RNA extraction from cells cultured on ACCs

We have tried to perform RNA extraction from MSC growing and differentiating cells using several protocols. The protocol described here is the adaptation from the manufacturer’s instructions with which we were able to successfully extract RNA from MSC cells growing and differentiating on a carbon cloth matrix.

Commercial kit used: Purelink RNA Mini Kit (Life Technologies, 12183018A). Manufacturer’s full protocol is available on their webpage.

Lysis and Homogenization of cells on ACCs

  1. Remove the growth medium from the wells.
  2. Add 700 µl of Lysis Buffer with 2-mercaptoethanol freshly added, vortex.
  3. Transfer the lysate to a 1.5 mL RNase–free tube and pass 5–10 times through the pipette tip.

Binding, Washing, and Elution

  1. Add one volume of RNAse free 70% ethanol
  2. Vortex to mix thoroughly and to disperse any visible precipitate that may form after adding ethanol.
  3. Transfer up to 700 µL of the sample (including any remaining precipitate) to the Spin Cartridge (with the Collection Tube).
  4. Centrifuge at 12,000 × g for 15 seconds at room temperature. Discard the flow-through, and reinsert the Spin Cartridge into the same Collection Tube.
  5. Repeat Steps 3–4 until the entire sample is processed.
  6. Add 700 µL Wash Buffer I to the Spin Cartridge. Centrifuge at 12,000 × g for 15 seconds at room temperature.
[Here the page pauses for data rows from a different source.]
PR #697, opened 2016-06-21
UpsertSecurityGroup should go straight to AWS to retrieve security gr…

ajordens:
…oups (vs using edda if available)

### DIFF
--- a/clouddriver-aws/src/main/groovy/com/netflix/spinnaker/clouddriver/aws/model/SecurityGroupLookupFactory.groovy
+++ b/clouddriver-aws/src/main/groovy/com/netflix/spinnaker/clouddriver/aws/model/SecurityGroupLookupFactory.groovy
@@ -3,6 +3,8 @@ package com.netflix.spinnaker.clouddriver.aws.model
 import com.amazonaws.services.ec2.AmazonEC2
 import com.amazonaws.services.ec2.model.AuthorizeSecurityGroupIngressRequest
 import com.amazonaws.services.ec2.model.CreateSecurityGroupRequest
+import com.amazonaws.services.ec2.model.DescribeSecurityGroupsRequest
+import com.amazonaws.services.ec2.model.Filter
 import com.amazonaws.services.ec2.model.IpPermission
 import com.amazonaws.services.ec2.model.RevokeSecurityGroupIngressRequest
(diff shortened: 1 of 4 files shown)


clouddriver-aws/src/main/groovy/com/netflix/spinnaker/clouddriver/aws/model/SecurityGroupLookupFactory.groovy
```diff
@@ -40,7 +42,7 @@ class SecurityGroupLookupFactory {
     private final String region
     private final ImmutableSet<NetflixAmazonCredentials> accounts
 
-    private final Map<String, List<SecurityGroup>> securityGroupsByAccount = [:]
+    private final Map<String, SecurityGroup> securityGroupByName = [:]
```
ajordens: Honestly not sure the importance of keep an instance lifetime cache of security groups.

clouddriver-aws/src/main/groovy/com/netflix/spinnaker/clouddriver/aws/model/SecurityGroupLookupFactory.groovy
```diff
@@ -70,28 +72,31 @@ class SecurityGroupLookupFactory {
...
-      final securityGroup = getSecurityGroups(accountName, amazonEC2, skipCache).find {
+
+      def amazonEC2 = amazonClientProvider.getAmazonEC2(credentials, region, true)
+      def cachedSecurityGroupKey = name.toLowerCase() + "." + vpcId
+      def cachedSecurityGroup = securityGroupByName.get(cachedSecurityGroupKey)
+      if (cachedSecurityGroup) {
+        return new SecurityGroupUpdater(cachedSecurityGroup, amazonEC2)
+      }
+
+      def describeSecurityGroupsRequest = new DescribeSecurityGroupsRequest().withFilters(
```
ajordens: Verified that this results in only a single call to AWS (ie. it doesn't fetch the world)

ajordens:
PTAL @cfieber 

This came about as a result of script users that:
- create a new security group
- immediately upsert security group to add self-referencial ingress

With `edda` in the mix, there's a chance that the subsequent upsert would use stale data from edda and fail validation.

PR #698, opened 2016-06-21
provider/cloudfoundry: Set default repository details

gregturn:
clouddriver.yml, the default settings for using CF, needs to have repository username/password fields set.


gregturn:
@spinnaker/reviewers PTAL

duftler:
LGTM.

PR #699, opened 2016-06-21
provider/google: added name field to GoogleHealthCheck

nwwebb:
@lwander @duftler 

Added a name field to the GoogleHealthCheck class and updated the agent to provide this field. I need the name of the health check in order to properly serialize it. Terraform uses the name to determine if it needs to create a new resource or edit an existing one. The name of a health check is determined in part by the time it was created, so it is not possible to reconstruct this name from the current fields in the model. Adding the name field fixes this issue.


lwander:
LGTM. WDYT Matt?

duftler:
LGTM.
Needs a rebase.

lwander:
:confetti_ball:

PR #702, opened 2016-06-22
provider/cloudfoundry: Fix createdTime for out of order instances

gregturn:
When cloudfoundry fetches createdTime for a server group running multiple instances, it simply grabs the first one. It should actually look at all instances and grab the oldest.


gregturn:
@spinnaker/reviewers PTAL pending passing the CI checks.

lwander:
LGTM

PR #704, opened 2016-06-22
Adds an agent to reconcile the classic link security groups.

cfieber:
During a deploy the classiclink and app specific groups can be attached.
This agent looks for instances that do not conform and adds the security groups.

### DIFF
--- a/clouddriver-aws/src/main/groovy/com/netflix/spinnaker/clouddriver/aws/agent/ReconcileClassicLinkSecurityGroupsAgent.java
+++ b/clouddriver-aws/src/main/groovy/com/netflix/spinnaker/clouddriver/aws/agent/ReconcileClassicLinkSecurityGroupsAgent.java
@@ -1,0 +1,232 @@
+/*
+ * Copyright 2016 Netflix, Inc.
+ *
+ * Licensed under the Apache License, Version 2.0 (the "License")
+ * you may not use this file except in compliance with the License.
+ * You may obtain a copy of the License at
+ *
+ *   http://www.apache.org/licenses/LICENSE-2.0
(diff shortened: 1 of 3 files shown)


clouddriver-aws/src/main/groovy/com/netflix/spinnaker/clouddriver/aws/agent/ReconcileClassicLinkSecurityGroupsAgent.java
```diff
@@ -0,0 +1,229 @@
...
+      .forEach(i -> {
+        List<String> existingClassicLinkGroups = i.getGroups().stream()
+          .map(GroupIdentifier::getGroupId)
+          .collect(Collectors.toList());
+
+        int maxNewGroups = deployDefaults.getMaxClassicLinkSecurityGroups() - existingClassicLinkGroups.size();
+        i.getTags()
+          .stream()
+          .filter(t -> AUTOSCALING_TAG.equals(t.getKey()))
+          .map(Tag::getValue)
```
ajordens: Might be a little difficult to follow what's going on here ... maybe a quick example comment for each map:

```
.map(Tag::getValue)  // clouddriver-main-v001
...
.map(this::getSecurityGroupNames) // clouddriver
```

ajordens:
Feels like a few inline comments around the agent would help those without intimate knowledge of what's going on.

cfieber:
broke up stream processing into more logical chunks and added a few more test cases

cfieber:
@ajordens let me know if this looks more reasonable

ajordens:
LGTM

PR #705, opened 2016-06-23
provider/kubernetes: respond to readiness probe failures

lwander:
@duftler 

When the container is running, but `ready := false`, the probe is failing, and the container should be marked as down.


lwander:
pointed out by @cholin-bmc

duftler:
LGTM.

cholin-bmc:
Thanks for the fix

Discard the flow-through and the Collection Tube. Place the Spin Cartridge into a new Collection Tube.
  7. Add 500 μL Wash Buffer II with ethanol to the Spin Cartridge.
  8. Centrifuge at 12,000 × g for 15 seconds at room temperature. Discard the flow-through and reinsert the Spin Cartridge into the same Collection Tube.
  9. Repeat Steps 7–8 once.
  10. Centrifuge the Spin Cartridge at 12,000 × g for 1-2 minutes to dry the membrane with attached the RNA. Discard the Collection Tube and insert the Spin Cartridge into a Recovery Tube.
  11. Add 30 μL–3 × 100 μL RNase–Free Water to the center of the Spin Cartridge.
  12. Incubate at room temperature for 1 minute.
  13. Centrifuge the Spin Cartridge for 2 minutes at ≥12,000 × g at room temperature to elute the RNA from the membrane into the Recovery tube.
  14. Proceed to Analyzing RNA Yield and Quality on nanodrop and on a non-denaturing gel.
  15. Store at -80ºC.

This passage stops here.